▶ Required action
Which lines of the data contain the string "isCarryOnNextStep"? Show each of them.

▶ Dataset extract
= = = = = = =

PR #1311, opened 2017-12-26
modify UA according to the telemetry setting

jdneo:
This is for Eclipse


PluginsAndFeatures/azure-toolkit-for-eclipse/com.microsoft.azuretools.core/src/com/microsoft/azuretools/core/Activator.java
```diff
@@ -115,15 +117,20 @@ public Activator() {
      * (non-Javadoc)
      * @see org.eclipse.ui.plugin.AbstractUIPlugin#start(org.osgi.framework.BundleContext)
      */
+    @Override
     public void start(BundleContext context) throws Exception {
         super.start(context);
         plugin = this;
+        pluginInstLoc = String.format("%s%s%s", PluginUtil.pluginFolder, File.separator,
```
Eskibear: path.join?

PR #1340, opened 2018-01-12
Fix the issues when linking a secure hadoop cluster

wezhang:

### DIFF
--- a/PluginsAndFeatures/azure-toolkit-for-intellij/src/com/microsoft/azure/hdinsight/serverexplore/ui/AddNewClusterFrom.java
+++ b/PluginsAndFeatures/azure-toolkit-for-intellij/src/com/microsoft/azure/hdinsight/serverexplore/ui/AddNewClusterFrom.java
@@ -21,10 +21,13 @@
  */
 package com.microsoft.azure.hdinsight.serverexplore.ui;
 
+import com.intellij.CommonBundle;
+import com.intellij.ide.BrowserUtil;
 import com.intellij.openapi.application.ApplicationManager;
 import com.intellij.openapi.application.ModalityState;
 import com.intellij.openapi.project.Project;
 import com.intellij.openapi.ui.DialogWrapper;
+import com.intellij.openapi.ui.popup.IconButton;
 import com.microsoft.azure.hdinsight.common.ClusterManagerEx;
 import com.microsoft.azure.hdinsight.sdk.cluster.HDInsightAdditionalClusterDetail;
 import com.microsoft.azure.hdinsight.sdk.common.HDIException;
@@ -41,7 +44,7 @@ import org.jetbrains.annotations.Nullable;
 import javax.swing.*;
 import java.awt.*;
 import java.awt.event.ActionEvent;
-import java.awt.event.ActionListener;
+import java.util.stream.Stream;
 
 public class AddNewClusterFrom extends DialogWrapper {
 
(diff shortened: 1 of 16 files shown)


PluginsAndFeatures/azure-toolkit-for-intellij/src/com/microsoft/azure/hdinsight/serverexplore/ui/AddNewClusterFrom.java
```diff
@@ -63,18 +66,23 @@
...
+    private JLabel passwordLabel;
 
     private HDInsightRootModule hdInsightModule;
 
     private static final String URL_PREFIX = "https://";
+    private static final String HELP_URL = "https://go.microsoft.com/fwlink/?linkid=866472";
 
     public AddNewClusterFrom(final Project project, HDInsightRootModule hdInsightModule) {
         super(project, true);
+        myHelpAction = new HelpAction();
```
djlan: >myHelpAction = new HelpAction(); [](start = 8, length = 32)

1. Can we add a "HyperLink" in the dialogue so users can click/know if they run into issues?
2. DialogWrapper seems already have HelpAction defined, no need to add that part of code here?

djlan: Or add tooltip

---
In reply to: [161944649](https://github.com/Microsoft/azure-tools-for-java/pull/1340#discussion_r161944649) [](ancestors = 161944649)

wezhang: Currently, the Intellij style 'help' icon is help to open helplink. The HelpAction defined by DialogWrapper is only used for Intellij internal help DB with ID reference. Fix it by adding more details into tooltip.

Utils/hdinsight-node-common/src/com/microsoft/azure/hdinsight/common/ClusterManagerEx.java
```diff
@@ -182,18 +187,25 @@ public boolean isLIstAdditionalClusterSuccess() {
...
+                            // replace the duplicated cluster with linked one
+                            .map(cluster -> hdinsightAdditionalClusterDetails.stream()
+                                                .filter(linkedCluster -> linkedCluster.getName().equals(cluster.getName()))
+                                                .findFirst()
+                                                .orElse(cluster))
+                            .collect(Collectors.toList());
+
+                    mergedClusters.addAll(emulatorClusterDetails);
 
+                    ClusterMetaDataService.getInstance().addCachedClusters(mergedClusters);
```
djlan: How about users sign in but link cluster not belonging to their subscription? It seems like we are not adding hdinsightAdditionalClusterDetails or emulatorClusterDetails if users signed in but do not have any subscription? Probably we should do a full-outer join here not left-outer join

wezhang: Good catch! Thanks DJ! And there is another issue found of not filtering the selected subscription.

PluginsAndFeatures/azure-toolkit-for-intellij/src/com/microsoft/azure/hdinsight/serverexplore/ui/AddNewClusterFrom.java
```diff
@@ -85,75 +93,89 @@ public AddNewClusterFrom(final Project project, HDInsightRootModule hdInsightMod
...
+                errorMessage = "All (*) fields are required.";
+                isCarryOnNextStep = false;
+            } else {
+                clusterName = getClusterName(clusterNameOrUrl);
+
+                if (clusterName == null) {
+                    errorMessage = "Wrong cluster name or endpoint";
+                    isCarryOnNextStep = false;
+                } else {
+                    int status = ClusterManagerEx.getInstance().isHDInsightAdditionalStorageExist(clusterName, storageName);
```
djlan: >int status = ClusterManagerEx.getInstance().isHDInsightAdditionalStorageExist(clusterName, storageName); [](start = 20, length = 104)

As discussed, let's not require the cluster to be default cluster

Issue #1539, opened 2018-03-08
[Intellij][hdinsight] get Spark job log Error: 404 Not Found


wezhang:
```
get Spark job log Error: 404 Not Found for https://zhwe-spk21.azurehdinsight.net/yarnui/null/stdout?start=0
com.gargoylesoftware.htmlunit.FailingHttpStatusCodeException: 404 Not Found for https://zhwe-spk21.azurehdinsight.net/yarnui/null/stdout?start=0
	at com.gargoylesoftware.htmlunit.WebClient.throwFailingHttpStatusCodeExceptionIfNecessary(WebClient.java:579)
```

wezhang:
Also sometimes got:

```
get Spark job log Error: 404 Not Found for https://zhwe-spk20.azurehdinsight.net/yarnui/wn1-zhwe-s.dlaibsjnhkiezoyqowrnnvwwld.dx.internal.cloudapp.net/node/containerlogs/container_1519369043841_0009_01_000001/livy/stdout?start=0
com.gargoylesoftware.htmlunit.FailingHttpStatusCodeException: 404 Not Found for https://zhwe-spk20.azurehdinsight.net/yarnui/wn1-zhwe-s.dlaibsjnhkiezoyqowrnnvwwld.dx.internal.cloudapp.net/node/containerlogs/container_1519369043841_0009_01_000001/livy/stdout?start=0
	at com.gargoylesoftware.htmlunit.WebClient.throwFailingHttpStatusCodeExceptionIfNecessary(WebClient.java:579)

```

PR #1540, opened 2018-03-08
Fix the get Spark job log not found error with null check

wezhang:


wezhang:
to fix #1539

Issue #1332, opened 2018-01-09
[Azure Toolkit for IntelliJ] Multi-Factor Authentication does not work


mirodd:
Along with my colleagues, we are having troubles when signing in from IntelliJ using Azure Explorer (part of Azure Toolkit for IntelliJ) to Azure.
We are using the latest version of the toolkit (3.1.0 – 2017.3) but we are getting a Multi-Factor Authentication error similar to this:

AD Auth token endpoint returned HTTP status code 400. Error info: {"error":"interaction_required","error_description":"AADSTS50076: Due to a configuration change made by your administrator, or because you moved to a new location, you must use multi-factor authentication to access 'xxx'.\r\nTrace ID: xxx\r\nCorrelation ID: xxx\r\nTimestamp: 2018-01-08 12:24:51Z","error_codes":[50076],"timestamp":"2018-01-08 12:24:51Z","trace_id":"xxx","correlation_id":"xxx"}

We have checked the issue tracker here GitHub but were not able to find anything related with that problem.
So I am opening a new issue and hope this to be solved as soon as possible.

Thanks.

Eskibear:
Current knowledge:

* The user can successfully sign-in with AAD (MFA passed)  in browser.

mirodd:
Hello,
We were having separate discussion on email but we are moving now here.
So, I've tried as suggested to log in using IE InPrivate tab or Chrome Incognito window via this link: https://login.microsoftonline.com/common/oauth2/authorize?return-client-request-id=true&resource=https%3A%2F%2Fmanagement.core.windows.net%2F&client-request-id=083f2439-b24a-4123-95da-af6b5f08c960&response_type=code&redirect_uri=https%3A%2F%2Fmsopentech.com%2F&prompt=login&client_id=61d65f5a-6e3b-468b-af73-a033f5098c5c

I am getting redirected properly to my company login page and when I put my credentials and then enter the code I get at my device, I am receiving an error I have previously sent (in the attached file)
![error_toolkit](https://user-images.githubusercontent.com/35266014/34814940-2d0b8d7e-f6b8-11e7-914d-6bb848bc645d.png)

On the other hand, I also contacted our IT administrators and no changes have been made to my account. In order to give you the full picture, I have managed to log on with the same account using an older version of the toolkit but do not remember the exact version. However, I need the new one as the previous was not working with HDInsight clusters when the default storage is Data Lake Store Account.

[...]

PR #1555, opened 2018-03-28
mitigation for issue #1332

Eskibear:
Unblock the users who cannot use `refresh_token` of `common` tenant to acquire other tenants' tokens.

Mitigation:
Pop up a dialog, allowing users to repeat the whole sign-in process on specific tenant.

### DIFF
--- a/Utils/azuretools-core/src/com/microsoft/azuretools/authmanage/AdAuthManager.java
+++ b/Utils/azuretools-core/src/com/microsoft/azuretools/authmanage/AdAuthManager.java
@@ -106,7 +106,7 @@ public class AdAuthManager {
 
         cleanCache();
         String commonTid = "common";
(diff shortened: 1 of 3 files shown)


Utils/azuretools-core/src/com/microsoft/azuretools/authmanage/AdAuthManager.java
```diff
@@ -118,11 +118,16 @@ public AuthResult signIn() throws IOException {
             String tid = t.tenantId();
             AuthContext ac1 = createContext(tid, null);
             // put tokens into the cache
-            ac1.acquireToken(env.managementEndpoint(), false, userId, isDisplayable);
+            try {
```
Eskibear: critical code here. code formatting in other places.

= = = = = = =

▶ Expected answer
+                isCarryOnNextStep = false;
+                    isCarryOnNextStep = false;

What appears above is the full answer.